While the acute form of GVHD comes on fairly quickly and dramatically and is easier to diagnose, the chronic kind takes hold with insidious changes that are easy to miss. It would be helpful if physicians had simple blood test biomarkers to diagnose the disease earlier and jump on treatments more quickly, says Dr. Schultz.
"That's one of the goals of our work. We also think that the biomarkers will allow us to classify the chronic form of GVHD. We think it has multiple factors or contributing components. Once we get better at knowing the biomarkers, we could be able to say, 'This is the major thing that's going on and it's being caused more by factor A versus factor B.'"
Biomarkers also could help doctors know when treatments are working – and when they're not. "If we could do a test that allows us to see if the blood markers have changed, indicating the patient is responding to treatment, we'd know we should continue doing what we're doing. That would be incredibly useful in treating a disease that comes on slowly and goes away slowly."
The Study
Dr. Schultz is leading a five-year study, funded by the Canadian Institutes of Health Research, to investigate blood-based biomarkers to better understand, diagnose and treat GVHD.
"We have five biomarkers that we have published in the literature. One is a marker of B cells and we call them RLR9 high expressing B cells. We know that one of the effective treatments for chronic GVHD is an antibody that attacks these cells, and it works about half the time."
Dr. Schultz's team is currently collecting samples from 500 to 600 participants in two studies with the Canadian Bone Marrow Transplantation Group, a national volunteer organization promoting excellence in patient care and research, and a Seattle-based study.

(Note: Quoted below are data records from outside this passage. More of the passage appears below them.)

PR #1226, opened 2023-08-24
CORE-16244 Adding flow mapper worker to topic config schemas

ben-millar:
### Overview
A new `FlowMapperWorker` is being created, removing the flow mapper from the `FlowWorker` and moving it to its own dedicated processor and worker which can be deployed and scaled separately. As part of this, we need to add the `flow-mapper` as a producer/consumer in the requisite topic schemas.

### Related PRs:
- https://github.com/corda/corda-runtime-os/pull/4513
- https://github.com/corda/corda-shared-build-pipeline-steps/pull/1103
- https://github.com/corda/corda-e2e-tests/pull/222

### DIFF
--- a/data/topic-schema/src/main/resources/net/corda/schema/Flow.yaml
+++ b/data/topic-schema/src/main/resources/net/corda/schema/Flow.yaml
@@ -34,16 +34,18 @@ topics:
     name: flow.mapper.event
     consumers:
       - flow
+      - flow-mapper
     producers:
-      - flow
+      - flow-mapper
       - rest
     config:
   FlowMapperEventStateTopic:
     name: flow.mapper.event.state
     consumers:
       - flow
+      - flow-mapper
     producers:
-      - flow
+      - flow-mapper
     config:
       cleanup.policy: compact
       segment.ms: 600000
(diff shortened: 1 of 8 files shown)


data/topic-schema/src/main/resources/net/corda/schema/Flow.yaml
```diff
@@ -3,10 +3,12 @@ topics:
     name: flow.event
     consumers:
       - flow
+      - flowMapper
```
LWogan: Flow Mapper doesnt consume this.

data/topic-schema/src/main/resources/net/corda/schema/P2P.yaml
```diff
@@ -3,6 +3,7 @@ topics:
     name: p2p.in
     consumers:
       - flow
```
LWogan: is the FlowP2PFilterService in flow mapper worker or flow worker now? i think it should probably go into flow mapper worker and then flow is no longer a consumer of the p2p.in

data/topic-schema/src/main/resources/net/corda/schema/P2P.yaml
```diff
@@ -13,6 +14,7 @@ topics:
       - link-manager
     producers:
       - flow
```
LWogan: flow wont produce to p2p.out anymore. the mapper does that

LWogan (commented):
Couple comments

PR #1229, opened 2023-08-30
CORE-13119 Add `resumePoint` Avro field to support stable query paging

relyafi:
This is a pre-requisite change to enable a `resumePoint` field to be passed back and forth between ledger custom queries initiated in a flow processor and the query execution logic in a ledger persistence processor.

See https://github.com/corda/corda-runtime-os/pull/4548 for full details of the changes.

### DIFF
--- a/data/avro-schema/src/main/resources/avro/net/corda/data/persistence/EntityResponse.avsc
+++ b/data/avro-schema/src/main/resources/avro/net/corda/data/persistence/EntityResponse.avsc
@@ -16,6 +16,12 @@
       "name": "metadata",
       "doc": "Metadata returned from the execution of the persistence operation",
       "type": "net.corda.data.KeyValuePairList"
+    },
+    {
+      "name": "resumePoint",
+      "doc": "Used by queries that support stable paging to return opaque data that indicates where the next page should resume from",
+      "type": ["null", "bytes"],
+      "default": null
     }
   ]
 }
--- a/data/avro-schema/src/main/resources/avro/net/corda/data/persistence/FindWithNamedQuery.avsc
+++ b/data/avro-schema/src/main/resources/avro/net/corda/data/persistence/FindWithNamedQuery.avsc
@@ -1,7 +1,7 @@
 {
   "type": "record",
   "name": "FindWithNamedQuery",
-  "doc": "Find entities matched by a named query. Parameters for the query may be specified. Pagination is supported, but there's no guarantee of consistency if the underlying data changes. The data will not be sorted in Corda; if the database returns an unpredictable order that must be handled by the caller. FindWithNamedQuery can be used to enforce ordering if required. Replies with {@link EntityResponse}",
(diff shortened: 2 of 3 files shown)


data/db-schema/src/main/resources/net/corda/db/schema/vnode-vault/migration/ledger-utxo-creation-v5.1.xml
```diff
@@ -0,0 +1,20 @@
+<?xml version="1.1" encoding="UTF-8" standalone="no"?>
+<databaseChangeLog xmlns="http://www.liquibase.org/xml/ns/dbchangelog"
+                   xmlns:xsi="http://www.w3.org/2001/XMLSchema-instance"
+                   xsi:schemaLocation="http://www.liquibase.org/xml/ns/dbchangelog http://www.liquibase.org/xml/ns/dbchangelog/dbchangelog-4.3.xsd">
+
+    <changeSet author="R3.Corda" id="ledger-utxo-creation-v5.1">
+        <dropPrimaryKey tableName="utxo_visible_transaction_state"/>
+        <addColumn tableName="utxo_visible_transaction_state">
+            <column name="sequence_num" type="bigint" autoIncrement="true">
```
vlajos: Is this for stable paging?
Some RDBMS tend to cache similar things, which may be worth checking from a monotonicity point of view.
(https://docs.oracle.com/en/database/oracle/oracle-database/19/sqlrf/CREATE-SEQUENCE.html#GUID-E9C78A8C-615A-4757-B2A8-5E6EFB130571__GUID-7E390BE1-2F6C-4E5A-9D5C-5A2567D636FB vs RAC environment, also db session-level caching could be problematic.)

Hopefully, none of these are real problems.

relyafi: Hmm, sadly I think your concerns may be valid: https://docs.liquibase.com/change-types/add-auto-increment.html

Looks like Oracle doesn't support auto-increment columns.

We may instead have to look at re-using the existing key for providing stable query paging. That should still work, but it will be more convoluted / less efficient (we will need a much bigger, multi-field where clause when doing the querying).

blsemo (approved):
LGTM

vlajos (approved):

nkovacsx (approved):

data/avro-schema/src/main/resources/avro/net/corda/data/persistence/EntityResponse.avsc
```diff
@@ -16,6 +16,12 @@
       "name": "metadata",
       "doc": "Metadata returned from the execution of the persistence operation",
       "type": "net.corda.data.KeyValuePairList"
+    },
+    {
+      "name": "resumePoint",
+      "doc": "Used by queries that support stable paging to return opaque data that indicates where the next page should resume from",
+      "type": ["null", "bytes"],
```
driessamyn, line 23: Why is this a byte array rather than a structured type?

relyafi: We don't want to be opinionated on the contents of the field, it could vary from query to query - the data is opaque from the perspective of the interface.

PR #1233, opened 2023-09-04
CORE-16626: Replace string UUIDs with UUID objects

julia-filipczak:
Refactoring to take in UUIDs as UUID objects rather than Strings wherever possible.


ac101m (approved):
LGTM

jmacmahonr3 (approved):

PR #1238, opened 2023-09-06
CORE-14025 Add new request to find existing transactions in database and their status

nkovacsx:
### Overview

Adding a new request to the UTXO ledger layer to fetch transaction alongside with their status.

This is needed when doing a back-chain resolution. We don't want to fetch transactions that are already present in our database. We just want to fetch their IDs though, no need to deserialise the whole object.


data/avro-schema/src/main/resources/avro/net/corda/data/ledger/persistence/FindExistingNotInvalidTransactionIds.avsc
```diff
@@ -0,0 +1,14 @@
+{
+  "type": "record",
+  "name": "FindExistingNotInvalidTransactionIds",
+  "doc": "A request to fetch transaction that are not invalid (i.e. Verified or Unverified).",
+  "namespace": "net.corda.data.ledger.persistence",
```
lankydan: Looking forward, do we think there would be any benefit of having the ability to find transaction in a set of statuses? @relyafi @blsemo.

If not, then we should go with what Nandor has done, otherwise we can make it more conditional.

relyafi: @lankydan I'd imagine for the most part, people would be interested in valid transactions only? But at the state level, a lot of our queries are implicitly filtered on that already by virtue of only being in the outputs tables if they are verified.

vlajos: That implicit `NotInvalid` is a bit strange. Accepting a set of statuses would make it more generic.
Also, do we need `Existing` in the name?

nkovacsx: Okay, I'm happy to modify it to be more generic.

vlajos (dismissed):

data/avro-schema/src/main/resources/avro/net/corda/data/ledger/persistence/FindTransactionIds.avsc
```diff
@@ -0,0 +1,23 @@
...
+    },
+    "doc": "A list of the transaction IDs to fetch."
+  },
+  {
+    "name": "transactionStatuses",
+    "type": {
+      "type" : "array",
+      "items" : "string"
+    },
+    "doc": "The statuses of the transactions. The transaction must to have one of these statuses in order to be fetched."
```
blsemo:
```suggestion
    "doc": "The required statuses of the transactions. The transaction must have one of these statuses in order to be fetched."
```

data/avro-schema/src/main/resources/avro/net/corda/data/ledger/persistence/FindTransactionIds.avsc
```diff
@@ -0,0 +1,23 @@
...
+  "doc": "A request to fetch transaction IDs that are in one of the given statuses.",
+  "namespace": "net.corda.data.ledger.persistence",
+  "fields": [
+  {
+    "name": "ids",
+    "type": {
+      "type" : "array",
+      "items" : "string"
+    },
+    "doc": "A list of the transaction IDs to fetch."
```
blsemo: I am not quite clear how this is used - do you give it a list of IDs and statuses, and it will check the status of the transactions and return the list filtered down to the required status?

nkovacsx: You give a list of transaction IDs and statuses and it will return a list of transaction IDs that are present in the database with the given statuses.

vlajos (commented):
It needs a sync, but otherwise, LGTM.

vlajos (dismissed):
LGTM
(PR's title is outdated a bit.)

lankydan (dismissed):

lankydan (approved):

blsemo (approved):

PR #726, opened 2024-09-03
handle mimetype migrations

ericgaspar:
Fixes : One or more mimetype migrations are available. Occasionally new mimetypes are added to better handle certain file types. Migrating the mimetypes take a long time on larger instances so this is not done automatically during upgrades. Use the command `occ maintenance:repair --include-expensive` to perform the migrations.


ericgaspar:
!testme

Issue #612, opened 2023-10-12
Add trashbin cleanup and file versioning


tio-trom:
```
  'trashbin_retention_obligation' => 'auto, 30',
  'versions_retention_obligation' => 'auto, 30',
```

To the config file. This way we make sure that after 30 days the trashbin gets cleaned up. Also only keep file versioning for 30 days. I think it makes sense, else the server will fill up with trashed files.

Bugsbane:
Clearing the trashbin certainly makes sense as the user has specifically chosen to delete items and then not restored them for a month. I would be hesitant to set versions to 30 days though, as this could be an unexpected behavior to users leading to data loss.

We don't want old versions filling up the server though, but I would suggest that this would be better served by setting it to *not* delete automatically by default, but suggesting this config setting in the Yunohost app description and app docs so server admins will be aware if it is set.

tio-trom:
The file versioning means to only keep 30 versions of the same file. I think that's also reasonable.

Bugsbane:
Ah, ok. My mistake. I didn't read closely enough assumed it was also 30 days. In that case yes, both make good sense.

Tagadda:
If I understand correctly, `30, auto` is the same as `auto`

> `auto`: default setting. keeps files and folders in the trash bin for 30 days and automatically deletes anytime after that if space is needed (note: files may not be deleted if space is not needed).
> 
> `D, auto`: keeps files and folders in the trash bin for D+ days, delete anytime if space needed (note: files may not be deleted if space is not needed)

https://docs.nextcloud.com/server/latest/admin_manual/configuration_files/trashbin_configuration.html

Tagadda:
I don't think the default behavior is good for most use cases.
We could handle file retention through the config panel tho'

lapineige:
Yeah as user won't be able to notice the change that easily, I would be more in favour of a min 30 days of retention + delete only if space needed, which serves the purpose of freeing space when it grows too much, but keep a safe month of trashbin history.

Tagadda:
Make admins notice the change easily, that's a mission for POST_UPGRADE.md o/

tootbrute:
For those of you who found this issue because your hard drive if full...

More info about the [trashbin options](https://docs.nextcloud.com/server/18/admin_manual/configuration_server/config_sample_php_parameters.html#deleted-items-trash-bin)

You can edit your config.php file here:
`/var/www/nextcloud/config/config.php`

[...]

PR #737, opened 2024-10-04
Doc tomdereub

tomdereub:
## Problem/Solution

Add doc about file retention, linked to https://github.com/YunoHost-Apps/nextcloud_ynh/issues/612.

## PR Status

- [x] Code finished and ready to be reviewed


MCMic:
The link to Nextcloud documentation should be to latest, not 18. Or to the packaged version in this repo, so hardcoded 29 or 30.

ericgaspar:
I feel that, even if the information is relevant in itself, we should not clutter our doc by duplicating that of Nextcloud.

tomdereub:
I would see 2 ways of looking at it : 
- yunohost package ships default nextcloud config, as for now, and doesn't "duplicate" nextcloud's doc.
- yunohost package includes some specific config, as demanded in https://github.com/YunoHost-Apps/nextcloud_ynh/issues/612, and the package doc must explain this

Yunohost goal is to ease server admin for people that have limited skills in server administration, so in my opinion it's better to add a specific config that will avoid problems for most users (full storage in that case), and document it.
But that's just my humble opinion...

PR #767, opened 2024-12-20
Fix upgrade exploding when $app is nextcloud__2, __3 etc because the virtual apt/dpkg package is named with - and not _

rodinux:
## Problem

- *when multi instance the $app-ynh-deps need be formatted with Replace all '_' by '-', and append -ynh-deps*

## Solution

- *correct syntax from helpers*

## PR Status

## Automatic tests


rodinux:
!testme

PR #774, opened 2025-01-04
Update post_user_delete

### LINKED ISSUE #773: post_user_delete hook throws error and does not run
### Describe the bug

When i try and delete a user, I get the following error:
```
Warning: ./50-nextcloud: line 13: ynh_exec_as_app: command not found
Error: Could not run script: /etc/yunohost/hooks.d/post_user_delete/50-nextcloud
```
The user is then unable to log in to nextcloud but they are not fully deleted.

Looking at the logs, the problem seems to be that the hook is trying to use app helpers version 1, where ynh_exec_as_app is (probably) not present

### Context

- YunoHost version: 12.0.9.1

### Steps to reproduce

- *If you performed a command from the CLI, the command itself is enough. For example:*
    ```sh
    sudo yunohost user delete <user>
    ```

### Expected behavior

The post_user_delete hook completes and the user is deleted from the nextcloud instance 

### Logs

https://paste.yunohost.org/raw/gevayugaqi

ericgaspar:
Fix #773

### DIFF
--- a/hooks/post_user_delete
+++ b/hooks/post_user_delete
@@ -1,16 +1,11 @@
 #!/bin/bash
 
+source ../settings/scripts/_common.sh
 source /usr/share/yunohost/helpers
 
 user="$1"
 app="$(basename $0 | cut -d- -f 2-)" # Extract the app name from the script name, which is supposed to be something like "50-app_id"
 install_dir=$(ynh_app_setting_get --app=$app --key=install_dir)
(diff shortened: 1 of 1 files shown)


ericgaspar:
!testme

Tagadda:
You won't be able to source the helpers like that.
Hooks are copied to `/etc/yunohost/hooks.d/post_user_create` during app install.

"That will take two to three years. It's not fast, which is one of the frustrations of research. The funding is allowing us to really start looking at larger populations, particularly in adults, to try to validate some of these markers."
He hopes the work will help people who have overcome leukemia avoid having to face a lifelong health hardship.
"We hope to change the field actually," says D. Schultz. "Eventually, what we hope to do is identify high-risk groups and do interventions before they get GVHD to try to decrease their risks. That is our big dream."
"Biomarkers can help us better understand the underlying mechanisms of the disease. We understand some of the basic mechanisms going on, but we don't understand the whole thing very well. If we can understand the underlying mechanisms, we can design better treatments."